In Case 1, the inundation depth is about 5 m in the coastal area, and the run-up distance is about 1 km. Therefore, although the inundation area includes parts of Owase city, the inundation depth is limited to about 5 m and damage to buildings is therefore limited. Thus, only a small accumulation of debris is seen along inundation boundary. In contrast, in Case 7, the inundation depth reaches about 10 m in the coastal area, resulting in extensive damage to wooden buildings and, consequently, a large amount of woody debris. Most of the debris is accumulated along the inundation boundary. Most widely used tsunami hazard maps are based solely on inundation depth, and it is often supposed that areas near the inundation boundary, where the inundation depth is less, are safer than areas nearer to the coast. However, in the case of a huge tsunami with a height exceeding 10 m at the coast, the debris tends to accumulate along the inundation boundary. For instance, because the major arterial roads that connect the northern and southern parts of Mie Prefecture overlap near the Case 7 inundation boundary, debris accumulation there would likely hinder emergency responses. In urban areas near the inundation boundary, the risk of tsunami-related fires spreading in the accumulated debris should also be considered.
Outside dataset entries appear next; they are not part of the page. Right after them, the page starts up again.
PR #351, opened 2026-08-04
[FFL-2934] Add browser configuration fetchers

sameerank:
## Summary

- add public browser fetchers for precomputed and rules-based flag configurations
- keep browser-specific HTTP and authentication concerns in the browser package and protobuf decoding in flagging core
- send `dd-application-id` only to the precomputed endpoint; rules-based requests use `dd-client-token` and the protobuf `Accept` header
- support ETag conditional requests and reuse prior configurations on `304 Not Modified`
- keep the `/precomputed` entry point free of protobuf parsing dependencies
- preserve the existing `DatadogProvider.initialFlagsConfiguration` public API as a network-failure fallback
- use `DatadogOfflineProvider.setConfiguration()` for explicit caller-managed configuration

## User impact

Consumers can fetch portable configuration explicitly and load it into `DatadogOfflineProvider`:

```ts
const configuration = await fetchPrecomputedConfiguration(options)
const provider = new DatadogOfflineProvider()
provider.setConfiguration(configuration)
```

The same offline-provider flow works with `fetchRulesConfiguration`.

`DatadogProvider` remains network-first and continues to fetch precomputed configuration during initialization and context changes. For backward compatibility, it still accepts `initialFlagsConfiguration`; a matching precomputed configuration remains available as the in-memory fallback if the network request fails. Applications that want explicit offline configuration ownership can use `DatadogOfflineProvider` and transition to the online provider through provider composition or handoff once it is ready.

This matches the React Native separation between offline configuration delivery and online fetching while leaving transition policy outside either provider.

## Stack and merge order

This PR is stacked on [#346](https://github.com/DataDog/openfeature-js-client/pull/346). Its documented precomputed initialization flow uses `getPrecomputedContext` from [#353](https://github.com/DataDog/openfeature-js-client/pull/353).

1. Merge [#344](https://github.com/DataDog/openfeature-js-client/pull/344).
2. Merge [#353](https://github.com/DataDog/openfeature-js-client/pull/353).
3. Retarget and merge [#336](https://github.com/DataDog/openfeature-js-client/pull/336).
4. Retarget and merge [#346](https://github.com/DataDog/openfeature-js-client/pull/346).
5. Retarget this PR and sibling [#349](https://github.com/DataDog/openfeature-js-client/pull/349) to `main`; they can merge independently.

[Jira: FFL-2934](https://datadoghq.atlassian.net/browse/FFL-2934)

## Validation

- full browser suite passed: 16 suites and 195 tests
- browser TypeScript checks, Biome checks, and production build passed
- regression coverage verifies `initialFlagsConfiguration` remains an in-memory fallback after a network failure
- direct precomputed and rules-based fetching were verified in the browser
- a live rules-based protobuf response decoded successfully and all returned flags were exercised through core evaluation and `DatadogOfflineProvider` without evaluation errors


packages/browser/src/transport/fetchConfiguration.ts
```diff
@@ -29,72 +47,118 @@ async function getErrorMessage(response: Response) {
...
+  const defaultHeaders = buildConfigurationHeaders(
+    options,
+    {
+      'Content-Type': 'application/vnd.api+json',
+      ...(options.previousConfiguration?.precomputed?.etag && {
+        'If-None-Match': options.previousConfiguration.precomputed.etag,
+      }),
+    },
+    'precomputed'
+  )
```
leoromanovsky, line 112: Hey I was looking at this function for correctness. I didn't trust the codex review without writing my own test to prove it, and at that point I decided I might as well add a fix to. PTAL and merge if accepted: https://github.com/DataDog/openfeature-js-client/pull/364

leoromanovsky (approved):
Thought about etag some more and since the backend function doesn't return one anyways, nor has support for preflight we should punt on it now anyways. Do you want this support added? In terms of billing it'll still be a request to the CDN so we aren't saving customers any money but if the preflight succeeds their application will startup faster with the full network wait.

packages/browser/src/transport/fetchConfiguration.ts
```diff
@@ -80,6 +80,10 @@ export function buildConfigurationHeaders(
       : {
           'dd-client-token': options.clientToken,
           ...(endpoint === 'precomputed' && options.applicationId && { 'dd-application-id': options.applicationId }),
+          ...(endpoint === 'rules' && {
+            'DD-Client-Library-Language': sourcePayload.sdk_name,
+            'DD-Client-Library-Version': sourcePayload.sdk_version,
```
sameerank, line 94: Used as cache keys according to https://github.com/DataDog/terraform-config/blob/42167906c0861641601b9ba73c8b8d96d9609417/domains/ffe/modules/ufc-vcl-service/main.tf#L181-L186

And allowed in the header according to https://github.com/DataDog/terraform-config/blob/51751e4541a2e1814bf804a90465d4e39b5ad197/domains/ffe/modules/ufc-vcl-service/main.tf#L166

packages/browser/src/transport/fetchConfiguration.ts
```diff
@@ -29,72 +47,122 @@ async function getErrorMessage(response: Response) {
...
-    ...initConfiguration.customHeaders,
+    ...options.customHeaders,
   }
+}
+
+export async function fetchPrecomputedConfiguration(
+  options: PrecomputedConfigurationFetchOptions
+): Promise<FlagsConfiguration> {
+  const url = buildConfigurationUrl(options, 'precomputed')
+  const defaultHeaders = buildConfigurationHeaders(
```
btthomas, line 106: >   Both fetchers send If-None-Match, but the live CORS preflight responses do not permit that header:
>  - Precomputed permits Content-Type, dd-client-token, dd-application-id, and X-rkyv.
>  - Rules permits the token, Accept, language, and version headers.
>  - Neither successful response path exposes ETag to browser JavaScript.
>  - The precomputed edge implementation does not currently return or process an ETag.

Do we need to make the change to edge assignments service?
https://github.com/ddoghq/dd-source/blob/1a3abd5e4dc749e15bb9c3ac82c488ed522ac32c/domains/ffe/apps/edge-assignments/src/main.rs#L81-L88

packages/browser/src/transport/fetchConfiguration.ts
```diff
@@ -29,72 +47,122 @@ async function getErrorMessage(response: Response) {
...
-        response: precomputed,
-        context,
-        fetchedAt: timeStampNow(),
       },
-    }
+    }),
+  })
+  if (response.status === 304 && options.previousConfiguration?.precomputed) {
+    return { precomputed: options.previousConfiguration.precomputed }
+  }
```
btthomas: > The 304 handler must not return the previous configuration unchanged. The previous configuration contains the old context. Doing so causes configMatchesContext() to reject the assignments later.
> Instead, it should reuse the response but bind it to the requested context:

Suggested fix:
```
  if (response.status === 304 && previousConfiguration?.precomputed) {
    return {
      precomputed: {
        ...previousConfiguration.precomputed,
        context: options.context,
        fetchedAt: timeStampNow(),
      },
    }
  }
```

packages/browser/src/transport/fetchConfiguration.ts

However, these debris accumulation models are empirical, so their adaptability to different regions needs to be studied further.

5. Conclusions

We used a previously developed method for evaluating the thickness distribution of tsunami debris that uses tsunami computation results and static parameters used for tsunami numerical analysis, including digital elevation models and land use information. Accumulated tsunami debris thicknesses were obtained by LiDAR in inundated regions immediately after the 2011 Tohoku earthquake tsunami. Using this evaluation method, we successfully reproduced tsunami debris accumulation trends. Then, we developed an empirical building fragility function related to the production of debris that tunes damage generation by the tsunami by taking into account the topographic gradient and the proportion of robust buildings. Using these empirical evaluation models for debris accumulation and building damage with conventional tsunami numerical analysis data, we carried out practical tsunami debris predictions for Owase City, Mie Prefecture, which is a potential disaster area for a Nankai Trough mega-earthquake. The results of this prediction indicated that, in the case of a huge tsunami exceeding 10 m in height at the coast, debris was likely to accumulate thickly along the inundation boundary, an area often supposed to be safer than areas nearer to the coast because the inundation depth is shallower there. These results indicate that it is insufficient to characterize the tsunami hazard by inundation area and inundation depth alone when predicting the hazard of a huge tsunami; moreover, more practically, it is necessary to predict the hazard based on the effect of tsunami debris.

The future work of this research will be to enhance the applicability of the debris prediction method. The applicability of the proposed debris prediction has limitations because it is an empirical equation based on the actual launch of tsunami debris in the rias coast region. The proposed method is applicable to Owase in this study, but it is not applicable to a plain coast. In order to obtain a more universal prediction method, it is necessary to extend the applicability of the debris prediction by effectively using the actual debris data of the Sendai Plain, which was used to construct the building damage function in this research. Moreover, it will be necessary to develop a tsunami fire prediction model by coupling it with a fire spread model [25]. It will be possible to provide more realistic predictions of tsunami disasters.